Are you going to move your discus into the 50g? They look good, but a 20g is a bit small for that many fish.


----------



## froghair (Jan 5, 2008)

WBS, your tank's easyyyy on the eyes! Wow!


----------



## wearsbunnyslippers (Dec 6, 2007)

fishscale said:


> Are you going to move your discus into the 50g? They look good, but a 20g is a bit small for that many fish.


yeah, they will be moved to the 50g, and maybe one or two more to keep them happy...


----------



## wearsbunnyslippers (Dec 6, 2007)

froghair said:


> WBS, your tank's easyyyy on the eyes! Wow!


thanks man, cant wait to see what type of growth i get with 3wpg co2 and ferts


----------



## helgymatt (Dec 7, 2007)

How much light do you have on this tank?


----------



## wearsbunnyslippers (Dec 6, 2007)

helgymatt said:


> How much light do you have on this tank?


2 watts per gallon


----------



## wearsbunnyslippers (Dec 6, 2007)

new photos coming soon :smile:


----------



## NeonShrimp (Mar 9, 2006)

Great, looking forward to it. By the way, do you have good access to fish/plants/supplies in South Africa? I am just currious and would like to know what you think.


----------



## helgymatt (Dec 7, 2007)

I should have been more specific...what TYPE of light do you have? Two 24" inch fluorescents or something else?


----------



## wearsbunnyslippers (Dec 6, 2007)

NeonShrimp said:


> Great, looking forward to it. By the way, do you have good access to fish/plants/supplies in South Africa? I am just currious and would like to know what you think.


a lot of plants are blacklisted, coz of the tropical climate, as are all freshwater invertebrates, so no amano shrimps for me :icon_frow and a lot of plants are difficult to find, not impossible, just difficult... there is also a local plant forum, but i find people not that willing to share as i have seen here.

as for fish, i have never had any problems getting any type of fish i want, just sometimes means a bit of driving around to many different lfs, still looking for some otto's, the one lfs has them often, but refuses to keep some aside for me, and they are always sold out but the time i get there, come to think about it, might just be a label on an empty tank to keep people coming back there, coz i normally cant leave empty handed anyway 

supplies, we get almost everything i have seen mentioned on this forum, we just get ripped off a little bit, especially with the rand not doing too well at the moment thanks to our monopolistic power generating company, but that is another story altogether.

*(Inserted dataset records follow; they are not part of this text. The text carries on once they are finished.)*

PR #26, opened 2021-02-04
Add pushing devfile-index image step in github CI

GeekArthur:

This PR adds pushing devfile-index image step in github CI so that both devfile-index-base image change and build tools change can trigger the build and push of devfile-index image.

### DIFF
--- a/.github/workflows/pushimage-next.yaml
+++ b/.github/workflows/pushimage-next.yaml
@@ -1,11 +1,12 @@
 #
-# Copyright (c) 2020 Red Hat, Inc.
+# Copyright (c) 2021 Red Hat, Inc.
 # This program and the accompanying materials are made
 # available under the terms of the Eclipse Public License 2.0
 # which is available at https://www.eclipse.org/legal/epl-2.0/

i have been battling to find electronic ballasts and flourite, but i have found a lfs willing to import flourite for me, and i will get the ballasts i need off ebay.

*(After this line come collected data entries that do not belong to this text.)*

PR #27, opened 2021-02-09
Implement a metric to measure latency on the index server

johnmcollier:

This PR implements a new prometheus metric, `index_http_request_duration_seconds` to measure the latency on the `/` and `/index` endpoints.

As it is right now, we don't need similar metrics on the `/stacks` or `/devfile/<name>` endpoint.

Fixes https://github.com/devfile/api/issues/336

### DIFF
--- a/index/server/main.go
+++ b/index/server/main.go
@@ -5,6 +5,7 @@ import (
 	"encoding/json"
 	"errors"
 	"fmt"
+	"github.com/prometheus/client_golang/prometheus"
 	"io/ioutil"
 	"log"
 	"net/http"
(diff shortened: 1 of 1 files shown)


GeekArthur (approved):
The code looks good to me, wonder do we use `histogram_quantile` function somewhere to measure the quantile of a histogram?

johnmcollier:
@GeekArthur That will be done cluster-side on the cluster hosting the devfile registry

GeekArthur:
> @GeekArthur That will be done cluster-side on the cluster hosting the devfile registry

I see, thanks for clarifying that.

PR #28, opened 2021-02-10
Index schema validator

GeekArthur:

This PR implements the following features:
1. Add index schema validator to index generator
2. Generate index.json from devfile.yaml instead of meta.yaml as we already merged the meta.yaml to devfile.yaml

Fixes https://github.com/devfile/api/issues/222

**PR acceptance criteria**:

- [x] Test (WIP) 

- [x] Documentation (WIP)

Run `build.sh` to build the index generator CLI then test the CLI with specific registry.


index/generator/library/library.go
```diff
@@ -74,3 +92,17 @@ func CreateIndexFile(index []schema.Schema, indexFilePath string) error {
 
 	return nil
 }
+
+func validateIndexComponent(indexComponent schema.Schema) error {
```
johnmcollier, line 96: Do we really need to validate the index.json in the index generator itself? I would assume that any index.json it spits out is valid, and we shouldn't need to validate that.

GeekArthur: IMO, we should at least validate the following things for index.json generation, otherwise the following operations (eg. list stacks, pull down stack) that are using the index.json will be blocked due to missing fields in index.json
- `indexComponent.Name` is not empty so that user can pull down stack resources by choosing the stack name  
- `indexComponent.Links` is not empty so that at least user can pull down the stack devfile (the devfile link is necessary for pulling down the stack devfile)
- `indexComponent.Resources` is not empty because at least the devfile should exist in resources field

johnmcollier: That's a fair point actually, and it can't hurt to do I suppose.

johnmcollier (approved):

PR #681, opened 2021-03-07
Content composition is enabled by default

richardhj:
The _content composition_ is enabled by default. See https://github.com/contao/contao/blob/6cdb7fce22c393ba19e0ca3b9237398b9bbba050/core-bundle/src/DependencyInjection/Compiler/RegisterPagesPass.php#L61

This PR adjusts the description accordingly.


fritzmg (approved):

fritzmg:
Thank you @richardhj :)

just today i finally found a lfs that stocks the seachem range, so i bought some flourish and some excel, my wife didnt really understand why i was so excited 

so besides the prices, the blacklisted plants and the lack of invertebrates, we dont do too badly here in south africa.


----------



## wearsbunnyslippers (Dec 6, 2007)

helgymatt said:


> I should have been more specific...what TYPE of light do you have? Two 24" inch fluorescents or something else?


i have two 58cm ( 22.8" ) 10000k jebo tubes.

they are an odd size, so only atman or jebo tubes fit.

the light fixtures are built in to the hood so i cant change them without some difficulty... not going to bother on this tank, when i am busy getting stuff together for my new 50g...


----------



## wearsbunnyslippers (Dec 6, 2007)

new pics:






































added some water sprite ( back left ) and green foxtail ( front right ) today which are not included in the pics, and removed the vals coz i heard they melt with flourish...


----------



## wearsbunnyslippers (Dec 6, 2007)

*updated pics 25-02-2008*

a few quick pics of my tank to keep the journal going.

watersprite has taken off, still cant keep the foxtail planted. my plants are loving the excel and the algae isnt 

any ideas for some other low light reds for some more color variation?































my stepdaughters cat cutie...










1. I like the reddish brown of the purple cabomba, under sun light the bottom of the leaves are a nice royal purple.

2. My little nymphae is really turning red with the iron i am adding - kent marine super chelated iron 

3. you can see the fuzz algae going red from the double dose of excel

4. anyone know what plant this is?


----------



## froghair (Jan 5, 2008)

Wears, I can't see any of your pics.


----------



## wearsbunnyslippers (Dec 6, 2007)

froghair said:


> Wears, I can't see any of your pics.


fixed, i ran out of data transfer


----------



## lauraleellbp (Feb 3, 2008)

1- cabomba
2- water lily
3- can't see the base- is that a stem plant?
4- Could be several of the grass variants; lilaeopsis, E. tenellus growirng tall rather than compact, dwarf sagittaria would be my best guesses?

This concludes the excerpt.